Should a line below contain the word "chore", report it.

Information supplied START

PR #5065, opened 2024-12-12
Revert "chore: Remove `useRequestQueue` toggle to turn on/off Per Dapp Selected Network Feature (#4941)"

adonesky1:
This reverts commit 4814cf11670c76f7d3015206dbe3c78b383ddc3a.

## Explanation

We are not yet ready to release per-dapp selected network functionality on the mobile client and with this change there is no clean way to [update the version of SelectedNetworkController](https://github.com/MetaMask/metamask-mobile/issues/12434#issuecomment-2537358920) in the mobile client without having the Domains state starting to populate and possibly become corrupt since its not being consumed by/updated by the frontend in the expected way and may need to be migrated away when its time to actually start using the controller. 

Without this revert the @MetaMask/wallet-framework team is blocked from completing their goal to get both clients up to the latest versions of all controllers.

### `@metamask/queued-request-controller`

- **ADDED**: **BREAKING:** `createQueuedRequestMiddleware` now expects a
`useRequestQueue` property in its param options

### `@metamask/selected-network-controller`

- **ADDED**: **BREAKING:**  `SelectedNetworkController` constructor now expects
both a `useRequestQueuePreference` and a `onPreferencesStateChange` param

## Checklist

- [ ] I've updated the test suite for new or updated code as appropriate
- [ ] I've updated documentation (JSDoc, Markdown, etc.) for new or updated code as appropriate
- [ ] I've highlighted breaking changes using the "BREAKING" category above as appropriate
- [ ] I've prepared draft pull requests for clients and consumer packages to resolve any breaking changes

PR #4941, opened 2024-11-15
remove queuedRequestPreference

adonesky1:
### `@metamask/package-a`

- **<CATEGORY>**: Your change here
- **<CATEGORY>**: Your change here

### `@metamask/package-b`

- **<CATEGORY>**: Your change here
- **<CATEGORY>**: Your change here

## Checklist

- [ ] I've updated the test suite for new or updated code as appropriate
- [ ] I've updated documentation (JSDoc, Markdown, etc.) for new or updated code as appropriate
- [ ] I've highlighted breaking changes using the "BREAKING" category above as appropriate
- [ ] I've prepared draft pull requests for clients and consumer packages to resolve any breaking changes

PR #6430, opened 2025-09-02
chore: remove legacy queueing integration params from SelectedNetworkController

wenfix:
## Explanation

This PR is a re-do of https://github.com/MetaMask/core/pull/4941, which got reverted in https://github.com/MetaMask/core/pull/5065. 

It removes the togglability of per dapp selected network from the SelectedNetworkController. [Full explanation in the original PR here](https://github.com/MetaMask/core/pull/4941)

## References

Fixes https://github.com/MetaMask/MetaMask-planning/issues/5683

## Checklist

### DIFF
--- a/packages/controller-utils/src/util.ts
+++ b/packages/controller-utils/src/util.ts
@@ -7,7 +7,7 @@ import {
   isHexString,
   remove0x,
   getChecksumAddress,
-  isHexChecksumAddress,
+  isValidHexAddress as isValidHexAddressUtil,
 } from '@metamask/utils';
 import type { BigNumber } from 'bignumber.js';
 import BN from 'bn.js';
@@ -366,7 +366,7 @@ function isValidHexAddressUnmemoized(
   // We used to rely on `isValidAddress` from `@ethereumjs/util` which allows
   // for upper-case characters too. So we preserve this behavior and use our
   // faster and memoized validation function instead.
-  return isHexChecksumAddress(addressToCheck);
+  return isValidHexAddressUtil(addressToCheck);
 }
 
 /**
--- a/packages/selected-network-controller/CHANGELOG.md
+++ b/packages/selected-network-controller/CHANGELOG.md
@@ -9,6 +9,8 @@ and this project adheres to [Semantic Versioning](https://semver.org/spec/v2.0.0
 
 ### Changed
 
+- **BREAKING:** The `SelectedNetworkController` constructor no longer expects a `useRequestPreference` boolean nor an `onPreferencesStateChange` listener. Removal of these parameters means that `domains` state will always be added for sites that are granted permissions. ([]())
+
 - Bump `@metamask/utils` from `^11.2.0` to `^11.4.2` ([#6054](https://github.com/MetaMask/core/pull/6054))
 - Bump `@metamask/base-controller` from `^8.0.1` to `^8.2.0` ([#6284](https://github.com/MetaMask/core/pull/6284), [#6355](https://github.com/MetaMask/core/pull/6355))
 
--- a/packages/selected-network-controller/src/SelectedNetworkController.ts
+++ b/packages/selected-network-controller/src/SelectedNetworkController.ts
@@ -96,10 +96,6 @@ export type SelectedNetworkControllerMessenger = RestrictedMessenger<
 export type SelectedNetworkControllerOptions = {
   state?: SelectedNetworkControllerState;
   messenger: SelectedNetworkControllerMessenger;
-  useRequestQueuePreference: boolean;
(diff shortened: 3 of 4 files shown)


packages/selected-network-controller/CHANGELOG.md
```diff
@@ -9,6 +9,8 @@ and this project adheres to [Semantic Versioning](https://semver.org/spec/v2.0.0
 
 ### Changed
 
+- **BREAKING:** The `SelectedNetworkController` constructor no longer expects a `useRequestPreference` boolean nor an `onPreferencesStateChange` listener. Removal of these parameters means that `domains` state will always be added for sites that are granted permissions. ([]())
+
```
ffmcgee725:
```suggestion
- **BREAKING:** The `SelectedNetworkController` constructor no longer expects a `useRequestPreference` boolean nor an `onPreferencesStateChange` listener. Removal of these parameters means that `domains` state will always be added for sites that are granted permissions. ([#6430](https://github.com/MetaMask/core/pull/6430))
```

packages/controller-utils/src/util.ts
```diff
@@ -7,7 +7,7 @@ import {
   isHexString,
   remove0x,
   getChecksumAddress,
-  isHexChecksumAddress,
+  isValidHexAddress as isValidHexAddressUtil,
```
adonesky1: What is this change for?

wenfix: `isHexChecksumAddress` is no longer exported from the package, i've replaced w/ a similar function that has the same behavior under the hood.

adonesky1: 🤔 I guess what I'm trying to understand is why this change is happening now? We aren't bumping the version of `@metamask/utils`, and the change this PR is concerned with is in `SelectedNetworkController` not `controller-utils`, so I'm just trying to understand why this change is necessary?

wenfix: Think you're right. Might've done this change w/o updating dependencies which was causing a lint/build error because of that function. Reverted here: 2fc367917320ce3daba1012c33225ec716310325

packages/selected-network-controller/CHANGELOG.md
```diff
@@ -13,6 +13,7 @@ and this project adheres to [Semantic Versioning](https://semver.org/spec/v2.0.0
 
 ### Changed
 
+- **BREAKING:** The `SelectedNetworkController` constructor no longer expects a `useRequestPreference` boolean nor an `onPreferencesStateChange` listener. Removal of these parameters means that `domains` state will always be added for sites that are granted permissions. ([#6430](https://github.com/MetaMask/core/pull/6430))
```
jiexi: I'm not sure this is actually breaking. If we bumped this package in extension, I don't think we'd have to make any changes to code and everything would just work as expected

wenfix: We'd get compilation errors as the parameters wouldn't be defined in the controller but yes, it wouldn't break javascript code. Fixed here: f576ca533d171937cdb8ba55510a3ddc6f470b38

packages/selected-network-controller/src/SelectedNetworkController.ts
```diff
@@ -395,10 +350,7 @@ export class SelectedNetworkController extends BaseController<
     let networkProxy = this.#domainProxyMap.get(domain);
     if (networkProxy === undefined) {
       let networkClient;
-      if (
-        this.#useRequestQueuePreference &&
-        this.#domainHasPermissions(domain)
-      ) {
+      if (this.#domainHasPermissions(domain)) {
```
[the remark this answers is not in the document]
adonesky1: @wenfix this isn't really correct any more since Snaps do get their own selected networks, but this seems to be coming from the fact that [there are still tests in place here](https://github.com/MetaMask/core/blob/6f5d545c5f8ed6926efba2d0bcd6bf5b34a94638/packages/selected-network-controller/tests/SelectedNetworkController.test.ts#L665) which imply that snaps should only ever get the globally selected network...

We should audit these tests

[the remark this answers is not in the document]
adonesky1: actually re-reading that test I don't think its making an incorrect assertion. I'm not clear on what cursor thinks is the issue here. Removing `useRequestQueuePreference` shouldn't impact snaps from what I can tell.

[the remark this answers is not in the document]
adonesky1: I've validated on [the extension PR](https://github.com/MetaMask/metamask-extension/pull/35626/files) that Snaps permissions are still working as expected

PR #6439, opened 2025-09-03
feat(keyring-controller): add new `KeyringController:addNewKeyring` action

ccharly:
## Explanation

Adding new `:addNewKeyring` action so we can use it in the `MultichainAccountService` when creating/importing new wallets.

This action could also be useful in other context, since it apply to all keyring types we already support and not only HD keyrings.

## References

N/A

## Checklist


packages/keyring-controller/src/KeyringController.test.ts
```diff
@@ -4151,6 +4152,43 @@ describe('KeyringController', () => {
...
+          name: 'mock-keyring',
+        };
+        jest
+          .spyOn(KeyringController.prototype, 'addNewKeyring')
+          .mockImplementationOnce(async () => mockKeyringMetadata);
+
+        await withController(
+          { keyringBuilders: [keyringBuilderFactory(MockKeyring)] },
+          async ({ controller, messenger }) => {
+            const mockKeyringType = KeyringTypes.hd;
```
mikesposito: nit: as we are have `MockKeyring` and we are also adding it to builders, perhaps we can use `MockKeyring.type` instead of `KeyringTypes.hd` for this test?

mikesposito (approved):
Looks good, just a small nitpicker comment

Information supplied END

* [Written response]
Revert "chore: Remove `useRequestQueue` toggle to turn on/off Per Dapp Selected Network Feature (#4941)"
chore: remove legacy queueing integration params from SelectedNetworkController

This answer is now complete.